Ranking Member Lofgren Opening Statement for Hearing on AI Action Plan
Ranking Member Zoe Lofgren (D-CA) opening statement as prepared for the record is below:
Thank you, Mr. Chairman, and thank you to Mr. Kratsios for joining us today. AI has the potential to reshape the American economy and innovation ecosystem. I am truly excited about its promise and the potential opportunity it brings to improve productivity and accelerate innovation.
However, AI has also accelerated harmful and even criminal activities. Just a little over a week ago, xAI’s chatbot Grok made headlines by generating thousands of instances of nonconsensual sexual imagery – including child pornography – at the request of users on X’s main platform. We have also seen major instances of chatbots encouraging users with mental health issues to murder and commit suicide. These are just two of many troubling examples.
Nearly half a year has passed since the Administration unveiled its AI Action Plan, with a focus on innovation, infrastructure, and international diplomacy and security – goals that I certainly appreciate and support. Unfortunately, the plan only minimally addressed the risks of AI, and even where it did – including with respect to deepfakes – the Administration has failed to take meaningful action to address these risks. To the contrary, this Administration’s actions raise major questions about the disconnect between the Action Plan’s goals and reality. I’d like to address two specific areas where the Administration’s actions raise concerns.
First, this Administration has taken steps to prevent states, like California, from regulating against harms that have been created or exacerbated by AI systems.

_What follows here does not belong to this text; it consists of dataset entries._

PR #228, opened 2018-08-16
UTY-959: Injection groundwork for MonoBehaviour commands

MPeti01:

-------

#### Description
To implement Command sender, request handlers and response handlers, we need to be able inject [Require]d things other than ReaderWriters. This involved:
* Generalizing the `ReaderWriterStore`, `MonoBehaviourActivationManager`, `RequiredFieldInjector`, `ReaderWriterFactory`, `ReaderWriterCreators` - replacing the `IReaderWriter` interface they're handling with `IInjectable` and renaming them appropriately
* Add `InjectableId` to let `IInjectables` be identified with more than the component ID so that users of the `InjectableStore` can query for just the `ReaderWriter`s, just the `CommandSender`s etc for a particular component
* Replace `[ReaderInterface]` and `[WriterInterface]` with a tag for `[InjectionCondition]`, taking an enum: can inject always, needs component present or needs authority on component
* Handle Injectables not requiring conditions (component present/authoritative) appropriately
* (EDIT) Added code generated stubs for command senders, request handlers and response handlers
#### Tests
Implementation rework, same tests still apply, tweaked them where needed. All tests are green and the Playground works fine.
#### Documentation
Class summary comments. Also driveby updated a few of these that have been outdated for a while.
#### Primary reviewers
@firtina-improbable @jessicafalk


workers/unity/Packages/com.improbable.gdk.core/GameObjectRepresentation/Injection/IInjectableCreator.cs
```diff
@@ -0,0 +1,12 @@
+using Unity.Entities;
+
+namespace Improbable.Gdk.Core.GameObjectRepresentation
+{
+    /// <summary>
+    ///     Interface for objects creating a particular type of IInjectable, to be used by the InjectableFactory.
+    /// </summary>
+    internal interface IReaderWriterCreator
```
firtina-improbable: I think it's this PR that should continue the work within `IInjectableCreator.cs` a tiny bit more and rename `IReaderWriterCreator` and accept a `InjectableType` parameter, implementing the `ReaderWriter` part and `NotImplementedException` with `// TODO {ticketid}` for the rest.

code_generator/GdkCodeGenerator/Templates/UnityGameObjectComponentDispatcherGenerator.tt
```diff
@@ -58,6 +58,7 @@ namespace <#= qualifiedNamespace #>
             };
 
             private const uint componentId = <#= unityComponentDefinition.Id #>;
+            private static readonly InjectableId injectableId = new InjectableId(InjectableType.ReaderWriter, componentId);
```
firtina-improbable: `readerWriterInjectableId`

code_generator/GdkCodeGenerator/Templates/UnityGameObjectComponentDispatcherGenerator.tt
```diff
@@ -120,8 +121,8 @@ namespace <#= qualifiedNamespace #>
                 var updateLists = ComponentsUpdatedComponentGroup.GetComponentArray<ComponentsUpdated<<#= componentDetails.TypeName #>.Update>>();
                 for (var i = 0; i < entities.Length; i++)
                 {
-                    var readerWriterStore = entityIdToReaderWriterStore[entities[i].Index];
-                    if (!readerWriterStore.TryGetReaderWritersForComponent(componentId, out var readers))
+                    var readerWriterStore = entityIdToInjectableStore[entities[i].Index];
```
firtina-improbable: `injectableStore`

workers/unity/Packages/com.improbable.gdk.core/GameObjectRepresentation/Injection/InjectableStore.cs
```diff
@@ -0,0 +1,61 @@
...
+                foreach (var injectable in injectables)
+                {
+                    allInjectablesForId.Remove(injectable);
+                }
+            }
+
+            behaviourToInjectables.Remove(behaviour);
+        }
+
+        public bool TryGetReaderWritersForComponent(InjectableId injectableId, out HashSet<IInjectable> injectables)
```
firtina-improbable: `TryGetInjetablesForComponent`

workers/unity/Packages/com.improbable.gdk.core/GameObjectRepresentation/Injection/IInjectableCreator.cs
MPeti01: Yes I missed some renames there, will change. The intention was to have separate Creators for each specific type though, ie one for the ReaderWriter, one for each command's sender etc. To have one per component we'd have to add some additional parameters beside the InjectableType too to specify the command index, but having separate Creators for each is straightforward to do.

firtina-improbable: Could you pass in the `InjectableId` as a parameter to the `CreateInjector` function and then the creator method could be as sophisticated as necessary

firtina-improbable: Could something like this work for example

```
            public IInjectable CreateInjectable(Entity entity, InjectableId injectableId, EntityManager entityManager, ILogDispatcher logDispatcher)
            {
                switch(injectableId.type) {
                    case Reader: return new ReaderWriterImpl(entity, entityManager, logDispatcher);
                    default: NotImplementedYet();
                }
           }
```

MPeti01: Yes, and then Creators would have an attribute to associate them with a component ID rather than an injectable ID still, that could work. Is there a good reason to do that though? It feels cleaner to have just one for each and not pass into them info (part of which was actually used for identifying the appropriate creator in the first place..)

firtina-improbable: It depends whether we'd like to increase the complexity in the factory vs next to the accessors. I am unsure how cleaner it would be to do the former, can you show what the code could look like that way?

MPeti01: The factory literally wouldn't have to change at all, since it's just mapping from InjectableId to Creator, and the InjectableIds identify the specific type uniquely (including different command senders on same component etc). 

So the Factory code would look as it does now, and we'd have for each component a ReaderWriterCreator and for each command 3 separate Creators (Sender, RequestHandler, ResponseHandler), all with oneliner implementations like the current ReaderWriterCreator.

firtina-improbable: Doesn't sound too bad 👍 can you create stubs in this PR?

MPeti01: Good idea

MPeti01:
I moved all Injectable types (3 command handlers per command, readers, writers) to `ComponentName.Accessors.Reader`, `ComponentName.Accessors.CommandNameSender` etc. The idea is that we would collectively call all of these Accessors (including in user facing docs), and this disambiguates these command handlers from the ECS ones. 

I'm not entirely satisfied though, especially with having to write `[Require] ComponentName.Accessors.Reader` instead of just `[Require] ComponentName.Reader`, parses much less nicely in my mind... Open for suggestions!

JonasImprobable:
What I don't like about `Accessors` is that the name doesn't make it obvious that the sub-classes are for monobehaviours. How about renaming it to something that makes the intent more clear, e.g. `MonoBehaviourAccessors` or `MonoBehaviourInjectables`?

workers/unity/Packages/com.improbable.gdk.core/GameObjectRepresentation/Injection/IInjectableCreator.cs
```diff
@@ -0,0 +1,12 @@
+using Unity.Entities;
+
+namespace Improbable.Gdk.Core.GameObjectRepresentation
+{
+    /// <summary>
+    ///     Interface for objects creating a particular type of IInjectable, to be used by the InjectableFactory.
```
JonasImprobable: Glad to see the XMLDoc comments. Good stuff! 👍

workers/unity/Packages/com.improbable.gdk.core/GameObjectRepresentation/Injection/InjectableFactory.cs
```diff
@@ -0,0 +1,69 @@
...
+
+namespace Improbable.Gdk.Core.GameObjectRepresentation
+{
+    /// <summary>
+    ///     Creates IInjectables given an InjectableId and an Entity with which it should be associated.
+    /// </summary>
+    public class InjectableFactory
+    {
+        private const string InjectableIdAttributeNotFoundError
+            = "ReaderWriterCreator found with no Injectable ID attribute.";
```
JonasImprobable: This string doesn't look up-to-date.

workers/unity/Packages/com.improbable.gdk.core/GameObjectRepresentation/Injection/InjectableId.cs
```diff
@@ -0,0 +1,33 @@
...
+
+    /// <summary>
+    ///     Identifier for specific injectable type, to be used for finding IInjectableCreators and querying from
+    ///     the InjectableStore.
+    /// </summary>
+    public struct InjectableId
+    {
+        public readonly InjectableType type;
+        public readonly uint componentId;
+        public readonly int index;
```
JonasImprobable: What is this for? Is this the command index of a command of a component?

workers/unity/Packages/com.improbable.gdk.core/GameObjectRepresentation/Injection/RequiresMonoBehaviourActivationManager.cs
```diff
@@ -3,7 +3,7 @@
 namespace Improbable.Gdk.Core.GameObjectRepresentation
 {
     /// <summary>
-    ///     Tag component for marking entities that require a RequiresSpatialOSBehaviourManager.
+    ///     Tag component for marking entities that require a MonoBehaviourActivationManager.
```
JonasImprobable: Nit: I know I'm a little late to the party but would it make sense to rename `MonoBehaviourActivationManager` to `MonoBehaviourLifecycleManager`? Since it does more than activating monobehaviours?

workers/unity/Packages/com.improbable.gdk.core/GameObjectRepresentation/Injection/RequiredFieldInjector.cs
```diff
@@ -76,16 +82,16 @@ public void DeInjectAllReadersWriters(MonoBehaviour behaviour)
             }
         }
 
-        public List<uint> GetRequiredReaderComponentIds(Type behaviourType)
+        public List<uint> GetComponentPresenceRequirements(Type behaviourType)
         {
             EnsureLoaded(behaviourType);
-            return componentReaderIdsForBehaviours[behaviourType];
+            return componentReadRequirementsForBehaviours[behaviourType];
```
JonasImprobable: There are some naming inconsistencies with `ComponentPresenceRequirements` and `ComponentReadRequirements`.

workers/unity/Packages/com.improbable.gdk.core/GameObjectRepresentation/Injection/InjectionConditionAttribute.cs
```diff
@@ -0,0 +1,27 @@
+﻿using System;
+
+namespace Improbable.Gdk.Core.GameObjectRepresentation
+{
+    /// <summary>
+    ///     Used to denote when a specific IInjectable type is ready to be created.
+    /// </summary>
+    internal enum InjectionCondition
```
JonasImprobable: Shower thought question here: Wouldn't the injection conditions solely depend on the `InjectableType` of an injectable? I.e. A writer or command request handler will always require authority over a component. If that's the case, isn't this attribute here be a little redundant since you can infer the requirements from the InjectableType?

workers/unity/Packages/com.improbable.gdk.core/GameObjectRepresentation/Injection/InjectableId.cs
MPeti01: Command index, didn't want to name it that in case we want to use it for any other purpose in other types later... Might not be the best way to go about this, what do you think?

code_generator/GdkCodeGenerator/Templates/UnityGameObjectCommandHandlersGenerator.tt
```diff
@@ -0,0 +1,85 @@
...
+#>
+            internal class <#= commandName #>CommandSenderCreator : IInjectableCreator
+            {
+                public IInjectable CreateInjectable(Entity entity, EntityManager entityManager, ILogDispatcher logDispatcher)
+                {
+                    return new <#= commandName #>CommandSender(entity, entityManager, logDispatcher);
+                }
+            }
+
+            [InjectableId(InjectableType.CommandSender, <#= unityComponentDefinition.Id #>, <#= j #>)]
```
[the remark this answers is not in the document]
MPeti01: Got used to using `i` in the code and preferring `j` for the codegen meta loop... Might not actually have counted loops in the code here even when it's done though, as far as I can tell. Should I change it to `i`?

workers/unity/Packages/com.improbable.gdk.core/GameObjectRepresentation/Injection/InjectionConditionAttribute.cs
MPeti01: Right now no - we have a bit of a confusing mess as a result of Writers being Readers to the extent that they are just one class. Readers and Writers to the same component have the exact same `InjectableId` as a result but with different conditions... We could make them their own thing by separating them in `InjectableType`, and creating separate `InjectableCreators` (which could even just do the same thing for now), but then the dispatchers would have to query separately for readers and writers whenever they pass things for user callbacks. Maybe that's a change worth making all in all?

workers/unity/Packages/com.improbable.gdk.core/GameObjectRepresentation/Injection/RequiredFieldInjector.cs
MPeti01: True, the result of my indecision since I found "presence" a better description but longer so I kind of used it most the time except when the variable names were already very long... Should keep consistency though, will fix

code_generator/GdkCodeGenerator/Templates/UnityGameObjectCommandHandlersGenerator.tt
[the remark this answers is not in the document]
jamiebrynes7: Oh right - its because there isn't a command index yet. I'd be careful assuming that index in the array = command index.

Once you have the Core merge you'll have the command index

workers/unity/Packages/com.improbable.gdk.core/GameObjectRepresentation/Injection/InjectionConditionAttribute.cs
```diff
@@ -0,0 +1,27 @@
...
+    {
+        RequireNothing,
+        RequireComponentToRead,
+        RequireComponentWithAuthority
```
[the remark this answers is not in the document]
MPeti01: The specific component associated with the Injectable the tag is placed on. And true, should probably rename to `RequireComponentPresent`

workers/unity/Packages/com.improbable.gdk.core/GameObjectRepresentation/Injection/InjectableId.cs
jamiebrynes7: Its rather unclear looking just at this object. Do we expect do have other injectable objects with extra information?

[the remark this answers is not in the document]
MPeti01: Yes, see reply above to the same line by Jonas

workers/unity/Packages/com.improbable.gdk.core/GameObjectRepresentation/Injection/RequiresMonoBehaviourActivationManager.cs
JonasImprobable: Ok, that sounds fair. Let's keep the current name. :)

workers/unity/Packages/com.improbable.gdk.core/GameObjectRepresentation/Injection/InjectableId.cs
MPeti01: Not really, and we could change it if we do add extra info. It just felt weird specifying a field to a use case of a subset of these objects, but I guess it's still better than a random thing just hanging there like that?

code_generator/GdkCodeGenerator/Templates/UnityGameObjectCommandHandlersGenerator.tt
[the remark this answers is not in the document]
MPeti01: Oh I was under the impression that assumption is safe. Making a note on the merge branch for this

workers/unity/Packages/com.improbable.gdk.core/GameObjectRepresentation/Injection/InjectableId.cs
JonasImprobable: Without understanding the implications of this decision to its full extent, my general opinion would be to not overload the use of a field unless necessary. Since that's not even the case right now and `index` is only ever used for command indices, let's make it unambiguous and rename it to `commandIndex`. That makes the intent clearer. We can also still refactor this later if it ever becomes necessary.

code_generator/GdkCodeGenerator/Templates/UnityGameObjectCommandHandlersGenerator.tt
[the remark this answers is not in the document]
jamiebrynes7: Actually - I think with the current impl `j != commandIndex` ever.

Because `commandIndex` starts at 1 :trollface:

workers/unity/Packages/com.improbable.gdk.core/GameObjectRepresentation/Injection/InjectionConditionAttribute.cs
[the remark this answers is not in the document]
jamiebrynes7: In which case - you'll need to adjust the `CommandSender` injectable. 

You don't need authority to send commands In fact, you don't even need to possess the component that the command exists in

code_generator/GdkCodeGenerator/Templates/UnityGameObjectCommandHandlersGenerator.tt
```diff
@@ -0,0 +1,85 @@
...
+            internal class <#= commandName #>CommandRequestHandlerCreator : IInjectableCreator
+            {
+                public IInjectable CreateInjectable(Entity entity, EntityManager entityManager, ILogDispatcher logDispatcher)
+                {
+                    return new <#= commandName #>CommandRequestHandler(entity, entityManager, logDispatcher);
+                }
+            }
+
+            [InjectableId(InjectableType.CommandRequestHandler, <#= unityComponentDefinition.Id #>, <#= j #>)]
+            [InjectionCondition(InjectionCondition.RequireNothing)]
```
jamiebrynes7: To receive and respond to a request - you do need authority. That is - runtime will never route a command request to you if you aren't authoritative

MPeti01:
Regarding the Accessors namespace - I don't like it either, but this is actually something the users will have to type as part of the type after the `[Require]` tag so it needs to be reasonably short. I've been talking with Firtina and Sam Corcoran about ideas for those namespaces, and it seems we basically have a wide variety of pretty bad solutions to choose from... We need to have a discussion about how the ECS vs MonoBehaviour namespaces should be structured in general, because if we are serious about making the MonoBehaviours a first class workflow on the same level as ECS, the namespaces should reflect that

JonasImprobable:
Regarding `Accessors`: Ok, it looks like while we all agree that it's kinda bad but we also don't have any obviously better alternative either. In that case, I'm happy for that change to go in and maybe we'll revisit it again in the future.

code_generator/GdkCodeGenerator/Templates/UnityGameObjectCommandHandlersGenerator.tt
MPeti01: Indeed, I seem to have swapped the Sender and RequestHandler conditions somehow...

workers/unity/Packages/com.improbable.gdk.core/GameObjectRepresentation/Injection/InjectionConditionAttribute.cs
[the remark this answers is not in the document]
MPeti01: Yes, seem to have mixed up the conditions for senders and req handlers somehow

workers/unity/Packages/com.improbable.gdk.core/GameObjectRepresentation/Injection/MonoBehaviourActivationManager.cs
```diff
@@ -48,22 +49,30 @@ internal class MonoBehaviourActivationManager
...
-                if (readerIds.Count + writerIds.Count > 0)
+                if (injector.HasRequiredFields(behaviourType))
                 {
-                    if (readerIds.Count > 0)
+                    var componentReadRequirements = injector.GetComponentPresenceRequirements(behaviourType);
+                    var componentAuthRequirements = injector.GetComponentAuthorityRequirements(behaviourType);
+                    var readRequirementCount = componentAuthRequirements.Count;
+                    var authRequirementCount = componentAuthRequirements.Count;
+
+                    if (readRequirementCount == 0 && authRequirementCount == 0)
```
JonasImprobable: Is this the case if a MonoBehaviour is not requiring anything at all? Is the idea here further that we pre-disable all monoBehaviours on a gameobject regardless of whether they require anything?

workers/unity/Packages/com.improbable.gdk.core/GameObjectRepresentation/Injection/MonoBehaviourActivationManager.cs
```diff
@@ -88,8 +97,8 @@ public void EnableSpatialOSBehaviours()
         {
             foreach (var behaviour in behavioursToEnable)
             {
-                var componentIdsToReaderWriterLists = injector.InjectAllReadersWriters(behaviour, entity);
-                store.AddReaderWritersForBehaviour(behaviour, componentIdsToReaderWriterLists);
+                var injectablesFromIds = injector.InjectAllRequiredFields(behaviour, entity);
```
JonasImprobable: How about renaming this to `injectableIdToInjectables` or `injectedInjectables`?

workers/unity/Packages/com.improbable.gdk.core/GameObjectRepresentation/Injection/MonoBehaviourActivationManager.cs
MPeti01: This is the case of a MonoBehaviour requiring something, but only things that are always available (command senders / response handlers).

The idea is that for consistency we will manage preprocess and disable the MonoBehaviours if they Require anything, but in the case that all required fields are always available, we just immedieately enable them after all.

code_generator/GdkCodeGenerator/Templates/UnityGameObjectCommandHandlersGenerator.tt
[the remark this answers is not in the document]
JonasImprobable: 😱

code_generator/GdkCodeGenerator/Templates/UnityGameObjectComponentDispatcherGenerator.tt
```diff
@@ -120,14 +121,14 @@ namespace <#= qualifiedNamespace #>
                 var updateLists = ComponentsUpdatedComponentGroup.GetComponentArray<ComponentsUpdated<<#= componentDetails.TypeName #>.Update>>();
                 for (var i = 0; i < entities.Length; i++)
                 {
-                    var readerWriterStore = entityIdToReaderWriterStore[entities[i].Index];
-                    if (!readerWriterStore.TryGetReaderWritersForComponent(componentId, out var readers))
+                    var injectableStore = entityIdToInjectableStore[entities[i].Index];
+                    if (!injectableStore.TryGetInjectablesForComponent(reaederWriterInjectableId, out var readers))
```
JonasImprobable: Nit: How about renaming `readers` to `readersWriters` to stay consistent with the injectableId?

code_generator/GdkCodeGenerator/Templates/UnityReaderWriterGenerator.tt
```diff
@@ -21,111 +21,114 @@ namespace <#= qualifiedNamespace #>
...
 <# } else { #>
-        internal class ReaderWriterImpl :
-            NonBlittableReaderWriterBase<<#= componentDetails.TypeName #>, <#= componentDetails.TypeName #>.Update>, Reader, Writer
+            internal class ReaderWriterImpl :
+                NonBlittableReaderWriterBase<<#= componentDetails.TypeName #>, <#= componentDetails.TypeName #>.Update>, Reader, Writer
 <# } #>
-        {
-            public ReaderWriterImpl(Entity entity,EntityManager entityManager,ILogDispatcher logDispatcher)
-                : base(entity, entityManager, logDispatcher)
             {
```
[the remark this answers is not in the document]
MPeti01: Actually Git formatted the diff in a weird way here but the alignment seems fine to me. The bracket ends up belonging to a completely different scope than before...

code_generator/GdkCodeGenerator/src/Generation/SingleGenerationJob.cs
```diff
@@ -128,6 +129,15 @@ protected override void RunImpl()
...
                     readerWriterGenerator.Generate(component, package);
                 Content.Add(Path.Combine(relativeOutputPath, readerWriterFileName), readerWriterCode);
+
+                if (component.CommandDefinitions.Count > 0)
+                {
+                    var monobehaviourCommandHandlerFileName =
+                        Path.ChangeExtension($"{component.Name}MonoBehaviourCommandHandlers", fileExtension);
+                    var monobehaviourCommandHandlerCode =
+                        gameObjectCommandHandlersGenerator.Generate(component, package);
+                    Content.Add(Path.Combine(relativeOutputPath, monobehaviourCommandHandlerFileName), monobehaviourCommandHandlerCode);
```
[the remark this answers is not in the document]
MPeti01: Adding all the MonoBehaviour related files there, leaving other missing files to be merged from wherever it's being fixed

MPeti01:
Besides PR feedback changes, now only 1 sender, request handler and response handler is being generated for each component, since Jonas noted that this is what was actually in the design doc. This also meant that the `index` field could be removed from `InjectableId`.

workers/unity/Packages/com.improbable.gdk.core/GameObjectRepresentation/Injection/MonoBehaviourActivationManager.cs
```diff
@@ -6,36 +6,37 @@
...
+    ///     are enabled , calling into the RequiredFieldInjector for injection, storing the created Injectables in the
+    ///     given ReaderWriterStore.
     /// </summary>
     internal class MonoBehaviourActivationManager
     {
         private readonly Entity entity;
         private readonly long spatialId;
 
-        private readonly Dictionary<uint, HashSet<MonoBehaviour>> behavioursRequiringReaderTypes
+        private readonly Dictionary<uint, HashSet<MonoBehaviour>> behavioursRequiringComponentsToRead
```
jamiebrynes7: Naming inconsistent with the `InjectionCondition` enum

PR #230, opened 2018-08-17
Adding support for IL2CPP to GDK

gkassabli:
Contributions: We are not currently taking public contributions - see our contributions policy. However, we are accepting issues and we do want your feedback.

Description
This adds assembly linker instructions to not strip classes needed for AOT and instantiation calls to methods that should be declared for AOT.
Original discussion in #143

Tests
Ensure iOS is built with these changes, performance doesn't regress and builds are done correctly

Documentation
https://brevi.link/il2cpp

Primary reviewers

### DIFF
--- a/workers/unity/Packages/com.improbable.gdk.core/Systems/CleanReactiveComponentsSystem.cs
+++ b/workers/unity/Packages/com.improbable.gdk.core/Systems/CleanReactiveComponentsSystem.cs
@@ -17,7 +17,9 @@ namespace Improbable.Gdk.Core
 
         // Here to prevent adding an action for the same type multiple times
         private readonly HashSet<Type> typesToRemove = new HashSet<Type>();
-        private readonly List<(ComponentGroup, Type)> componentGroupsToRemove = new List<(ComponentGroup, Type)>();
+        
+        private readonly List<(ComponentGroup, ComponentType)> componentGroupsToRemove = new List<(ComponentGroup, ComponentType)>();
+        private readonly List<(Entity, ComponentType)> componentsToRemove = new List<(Entity, ComponentType)>();
 
         protected override void OnCreateManager(int capacity)
         {
@@ -58,7 +60,7 @@ namespace Improbable.Gdk.Core
                         foreach (var componentType in componentCleanupHandler.CleanUpComponentTypes)
                         {
                             typesToRemove.Add(componentType.GetManagedType());
-                            componentGroupsToRemove.Add((GetComponentGroup(componentType), componentType.GetManagedType()));
+                            componentGroupsToRemove.Add((GetComponentGroup(componentType), componentType));
                         }
 
                         // Updates group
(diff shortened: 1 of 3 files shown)


workers/unity/Packages/com.improbable.gdk.core/Systems/CleanReactiveComponentsSystem.cs
```diff
@@ -71,27 +60,32 @@ private void GenerateComponentGroups()
...
 
                     typesToRemove.Add(type);
-                    addRemoveComponentActionMethod.MakeGenericMethod(type).Invoke(this, null);
+                    componentGroupsToRemove.Add((GetComponentGroup(ComponentType.ReadOnly(type)), type));
                 }
             }
         }
 
-        private void AddRemoveComponentAction<T>()
+        private void RemoveComponents()
```
samiwh: Mild preference - can we move this after update. Was previously before because it was a use once function used only in CreateManager. Now it's used in update it would be nice if it was below that.
Our usual convention is actually private after protected though. Could also make these local functions. https://docs.microsoft.com/en-us/dotnet/csharp/programming-guide/classes-and-structs/local-functions

workers/unity/Packages/com.improbable.gdk.core/Attributes/RemoveAtEndOfTickAttribute.cs
```diff
@@ -8,7 +8,7 @@ namespace Improbable.Gdk.Core
     ///     Can be added to components extending <see cref="IComponentData" /> or <see cref="ISharedComponentData" />
     /// </summary>
     [AttributeUsage(AttributeTargets.Struct)]
-    public class RemoveAtEndOfTickAttribute : Attribute
+    public class RemoveAtEndOfTick : Attribute
```
samiwh: Re my previous comment. We can still call this `RemoveAtEndOfTickAttribute`, however when we annotate a class with it we can just use `[RemoveAtEndOfTick]`. This is just a C# convention.

gkassabli: Interesting, didn't know about that C# feature, will revert this change

workers/unity/Packages/com.improbable.gdk.core/Systems/CleanReactiveComponentsSystem.cs
```diff
@@ -134,5 +101,28 @@ private struct ComponentCleanup
             public ComponentGroup[] EventGroups;
             public ComponentGroup[] CommandsGroups;
         }
+
+        private void RemoveComponents()
+        {
+            var componentsToRemove = new List<(Entity, Type)>();
```
jamiebrynes7: Could this be a class variable and cleared at the end of each frame?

In December, President Trump signed an executive order that directs the Department of Justice to sue States over their AI laws and threatens to withhold billions in federal broadband funding from these States. This order asserts that the Administration – not Congress, not State legislatures, but the Administration itself – should have the power to decide what kinds of State laws are too burdensome, and to reallocate where billions of dollars should go as a result. I believe this order is unconstitutional.
I’m not here to defend every state AI law that’s been proposed or passed. Some of what California has adopted to protect its people is appropriate and other legislation the Governor, with the support of the delegation, vetoed because they were not appropriate.
But there was a reason Justice Brandeis suggested that states are the laboratories of democracy. In the absence of a Federal framework, we should be encouraging states to experiment with how best to manage the risks to their citizens. What we should not do is preempt the states from taking necessary actions to protect their citizens while we twiddle our thumbs here in Congress.
It’s not just Democrats saying this. Florida Governor Ron DeSantis has said that President Trump’s executive order “can’t preempt state legislative action.” And in November, a bipartisan group of 36 State Attorneys General wrote a letter to leaders of Congress opposing slapdash federal preemption efforts. I’d like unanimous consent to enter this letter into the record, Mr. Chairman.
Second, I am deeply concerned by the Administration taking cuts of revenue or equity in companies.
The AI Action Plan emphasizes free markets, deregulation, and getting government out of the way of the private sector.
But over the past year, the Administration has spent billions of taxpayer dollars to take direct ownership stakes in private companies. The government now owns nearly 10 percent of Intel, making it the largest shareholder. It holds equity positions in rare earth mining companies and is negotiating similar deals with quantum computing companies. This trend is unusual and concerning. In our nation’s history, the U.S. government has taken equity shares in private companies only in times of war or economic crisis.
This is socialism on the part of the Trump Administration. That’s a charge that is sometimes made against Democrats, even though it is something we oppose, but it’s what the Trump Administration is actually doing.
How are the Administration’s actions different from Chinese state capitalism?
Mr. Kratsios, America can and must lead in the field of artificial intelligence. But it’s going to take a whole lot more than empty promises and emulating the PRC to make it happen. I look forward to hearing from you about these challenges and others during today’s hearing.
Thank you, Mr. Chairman, and I yield back.